**** GIVEN ENTRIES ****

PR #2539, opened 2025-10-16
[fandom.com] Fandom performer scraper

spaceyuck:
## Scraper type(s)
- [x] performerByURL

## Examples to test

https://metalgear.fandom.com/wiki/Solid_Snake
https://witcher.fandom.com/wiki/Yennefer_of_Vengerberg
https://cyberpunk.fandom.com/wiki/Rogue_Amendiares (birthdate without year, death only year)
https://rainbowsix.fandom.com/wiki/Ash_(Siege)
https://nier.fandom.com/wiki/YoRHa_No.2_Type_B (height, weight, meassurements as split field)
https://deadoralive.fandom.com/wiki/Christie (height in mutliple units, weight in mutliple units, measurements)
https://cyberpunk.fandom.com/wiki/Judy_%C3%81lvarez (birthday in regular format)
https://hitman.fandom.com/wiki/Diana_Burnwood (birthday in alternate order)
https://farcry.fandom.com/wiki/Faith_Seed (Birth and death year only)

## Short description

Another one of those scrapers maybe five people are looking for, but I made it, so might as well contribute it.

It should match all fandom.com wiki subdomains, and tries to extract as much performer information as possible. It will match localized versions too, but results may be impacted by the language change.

****

Give an exact copy of all the material above.

* [FINISHED EXERCISE]:
PR #2539, opened 2025-10-16
[fandom.com] Fandom performer scraper

spaceyuck:
## Scraper type(s)
- [x] performerByURL

## Examples to test

https://metalgear.fandom.com/wiki/Solid_Snake
https://witcher.fandom.com/wiki/Yennefer_of_Vengerberg
https://cyberpunk.fandom.com/wiki/Rogue_Amendiares (birthdate without year, death only year)
https://rainbowsix.fandom.com/wiki/Ash_(Siege)
https://nier.fandom.com/wiki/YoRHa_No.2_Type_B (height, weight, meassurements as split field)
https://deadoralive.fandom.com/wiki/Christie (height in mutliple units, weight in mutliple units, measurements)
https://cyberpunk.fandom.com/wiki/Judy_%C3%81lvarez (birthday in regular format)
https://hitman.fandom.com/wiki/Diana_Burnwood (birthday in alternate order)
https://farcry.fandom.com/wiki/Faith_Seed (Birth and death year only)

## Short description

Another one of those scrapers maybe five people are looking for, but I made it, so might as well contribute it.

It should match all fandom.com wiki subdomains, and tries to extract as much performer information as possible. It will match localized versions too, but results may be impacted by the language change.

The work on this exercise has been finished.